### Exercise data

PR #2747, opened 2025-03-11
Generate uid for pagure set_flag using target_branch

### LINKED ISSUE #2736: packit-fedora-ci: Scratch builds on a PR to multiple branches overwrite each other
### What happened? What is the problem?

Let's say there is a PR to update `rawhide` which triggers a packit-scratch-build. Then if we have another PR to `f42` using the same commit (e.g. merging `rawhide` to `f42` later on), the latter f42 scratch-build will overwrite the rawhide one.

This is what happened here, where you see only 1 packit-scratch-build job, but fedora-ci and zuul are correctly doubled:
- https://src.fedoraproject.org/rpms/python-scikit-build-core/pull-request/75
- https://src.fedoraproject.org/rpms/python-scikit-build-core/c/50f910da98b7516499f4ae8b4a71ed5cbb6818a8

majamassarini:
Fixes #2736

Not yet tested on a real packit-service instance (I will test it on stg instace later)

RELEASE NOTES BEGIN

We have fixed a bug for Fedora CI, scratch Koji builds statuses in Pagure are no more overwritten when the same commit is shared between different target branches. 

RELEASE NOTES END

### DIFF
--- a/packit_service/worker/helpers/fedora_ci.py
+++ b/packit_service/worker/helpers/fedora_ci.py
@@ -26,6 +26,10 @@ class FedoraCIHelper:
         self._status_reporter = None
 
     @property
+    def target_branch(self) -> str:
+        return self.metadata.event_dict.get("target_branch")
+
+    @property
     def status_reporter(self) -> StatusReporter:
         if not self._status_reporter:
             self._status_reporter = StatusReporter.get_instance(
@@ -42,4 +46,5 @@ class FedoraCIHelper:
             description=description,
             url=url,
             check_name=self.status_name,
+            target_branch=self.target_branch,
         )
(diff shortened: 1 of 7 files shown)


lbarcziova (approved):
LGTM

mfocko (approved):

nforro:
A bit of feedback, this is great, especially compared to Fedora CI statuses that are indistinguishable, however I'm a bit puzzled why there is a third one without a branch name?

ci

nforro:
Aha, so the one without brnach name links to the same job as the epel10.0 one, and the ones with branch name seem not getting updated (both jobs finished successfully):

ci2

majamassarini:
[This](https://github.com/packit/packit-service/pull/2760) should fix the reporting.

Issue #2701, opened 2025-01-20
`version_update_mask` not working as expected


majamassarini:
I released packit 1.0.0 with `version_update_mask` set as '\d+\.'

Looking at the dashboard everything seems ok, packit seems to be released just for `rawhide` (and epel):

![Image](https://github.com/user-attachments/assets/b58eea42-69e5-446b-bc57-6ca180263b9b)

But then in dist-git do exist PRs even for the other branches (f40, f41...):

![Image](https://github.com/user-attachments/assets/06420954-f1b3-451c-ab67-2f7bfb34a394)

nforro:
Isn't that because `fast_forward_merge_into` doesn't care about version?

majamassarini:
Yes, it could be. But I don't think it is the right behaviour, or do you think the `fast_forward_merge_into` option should win over the `version_update_mask`? Now we can merge PRs by mistake.

majamassarini:
There is still another misbehaviour: there was once a skipped icon in dashboard for branches that did not match the pattern. Now there is no icon at all and this could be puzzling for the users.

nforro:
We should fix this ASAP, it affects our own releases as we can't release packit >= 1.0 in stable Fedoras and EPEL, yet we keep getting PRs for them.

PR #2751, opened 2025-03-13
Store PRs created for fast_forward_merge_into branches in DB

lbarcziova:
Adjust to the change of return value in PackitAPI.sync_release, store the returned additional PRs in DB and also expose them via API.

Related to #2701

Merge after packit/packit#2551

TODO:
- [x] create new testcase
- [ ] dashboard followups

RELEASE NOTES BEGIN

N/A

RELEASE NOTES END


packit_service/worker/handlers/distgit.py
```diff
@@ -405,12 +405,13 @@ def run_for_target(
...
 
         try:
-            downstream_pr = self.sync_branch(
+            downstream_pr, additional_prs = self.sync_branch(
                 branch=branch,
                 model=sync_release_run_model,
             )
             logger.debug("Downstream PR created successfully.")
             model.set_downstream_pr_url(downstream_pr_url=downstream_pr.url)
+            model.set_fast_forward_prs({branch: pr.url for (branch, pr) in additional_prs.items()})
```
majamassarini, line 414: I know this is quick. But I am wondering if we should instead save the info in the db as we do for the others prs and mark them as fast forwarded prs. We could have a column or even better a separate table to create the relationship with the parent pr. In this way we could later find all created prs and their relationships easily? 

We can also do this later if necessity arise.

lbarcziova: I was thinking about this, but wasn't sure if the additional DB complexity is worth introducing this. Let me try it out and we can decide then.

lbarcziova: pushed a commit with how this would look like, let me know wdyt 🙏

nforro (approved):
LGTM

######

> _Activity_
Using the exact wording, repeat all the entries.

> _Output of the exercise_
PR #2747, opened 2025-03-11
Generate uid for pagure set_flag using target_branch

### LINKED ISSUE #2736: packit-fedora-ci: Scratch builds on a PR to multiple branches overwrite each other
### What happened? What is the problem?

Let's say there is a PR to update `rawhide` which triggers a packit-scratch-build. Then if we have another PR to `f42` using the same commit (e.g. merging `rawhide` to `f42` later on), the latter f42 scratch-build will overwrite the rawhide one.

This is what happened here, where you see only 1 packit-scratch-build job, but fedora-ci and zuul are correctly doubled:
- https://src.fedoraproject.org/rpms/python-scikit-build-core/pull-request/75
- https://src.fedoraproject.org/rpms/python-scikit-build-core/c/50f910da98b7516499f4ae8b4a71ed5cbb6818a8

majamassarini:
Fixes #2736

Not yet tested on a real packit-service instance (I will test it on stg instace later)

RELEASE NOTES BEGIN

We have fixed a bug for Fedora CI, scratch Koji builds statuses in Pagure are no more overwritten when the same commit is shared between different target branches. 

RELEASE NOTES END

### DIFF
--- a/packit_service/worker/helpers/fedora_ci.py
+++ b/packit_service/worker/helpers/fedora_ci.py
@@ -26,6 +26,10 @@ class FedoraCIHelper:
         self._status_reporter = None
 
     @property
+    def target_branch(self) -> str:
+        return self.metadata.event_dict.get("target_branch")
+
+    @property
     def status_reporter(self) -> StatusReporter:
         if not self._status_reporter:
             self._status_reporter = StatusReporter.get_instance(
@@ -42,4 +46,5 @@ class FedoraCIHelper:
             description=description,
             url=url,
             check_name=self.status_name,
+            target_branch=self.target_branch,
         )
(diff shortened: 1 of 7 files shown)


lbarcziova (approved):
LGTM

mfocko (approved):

nforro:
A bit of feedback, this is great, especially compared to Fedora CI statuses that are indistinguishable, however I'm a bit puzzled why there is a third one without a branch name?

ci

nforro:
Aha, so the one without brnach name links to the same job as the epel10.0 one, and the ones with branch name seem not getting updated (both jobs finished successfully):

ci2

majamassarini:
[This](https://github.com/packit/packit-service/pull/2760) should fix the reporting.

Issue #2701, opened 2025-01-20
`version_update_mask` not working as expected


majamassarini:
I released packit 1.0.0 with `version_update_mask` set as '\d+\.'

Looking at the dashboard everything seems ok, packit seems to be released just for `rawhide` (and epel):

![Image](https://github.com/user-attachments/assets/b58eea42-69e5-446b-bc57-6ca180263b9b)

But then in dist-git do exist PRs even for the other branches (f40, f41...):

![Image](https://github.com/user-attachments/assets/06420954-f1b3-451c-ab67-2f7bfb34a394)

nforro:
Isn't that because `fast_forward_merge_into` doesn't care about version?

majamassarini:
Yes, it could be. But I don't think it is the right behaviour, or do you think the `fast_forward_merge_into` option should win over the `version_update_mask`? Now we can merge PRs by mistake.

majamassarini:
There is still another misbehaviour: there was once a skipped icon in dashboard for branches that did not match the pattern. Now there is no icon at all and this could be puzzling for the users.

nforro:
We should fix this ASAP, it affects our own releases as we can't release packit >= 1.0 in stable Fedoras and EPEL, yet we keep getting PRs for them.

PR #2751, opened 2025-03-13
Store PRs created for fast_forward_merge_into branches in DB

lbarcziova:
Adjust to the change of return value in PackitAPI.sync_release, store the returned additional PRs in DB and also expose them via API.

Related to #2701

Merge after packit/packit#2551

TODO:
- [x] create new testcase
- [ ] dashboard followups

RELEASE NOTES BEGIN

N/A

RELEASE NOTES END


packit_service/worker/handlers/distgit.py
```diff
@@ -405,12 +405,13 @@ def run_for_target(
...
 
         try:
-            downstream_pr = self.sync_branch(
+            downstream_pr, additional_prs = self.sync_branch(
                 branch=branch,
                 model=sync_release_run_model,
             )
             logger.debug("Downstream PR created successfully.")
             model.set_downstream_pr_url(downstream_pr_url=downstream_pr.url)
+            model.set_fast_forward_prs({branch: pr.url for (branch, pr) in additional_prs.items()})
```
majamassarini, line 414: I know this is quick. But I am wondering if we should instead save the info in the db as we do for the others prs and mark them as fast forwarded prs. We could have a column or even better a separate table to create the relationship with the parent pr. In this way we could later find all created prs and their relationships easily? 

We can also do this later if necessity arise.

lbarcziova: I was thinking about this, but wasn't sure if the additional DB complexity is worth introducing this. Let me try it out and we can decide then.

lbarcziova: pushed a commit with how this would look like, let me know wdyt 🙏

nforro (approved):
LGTM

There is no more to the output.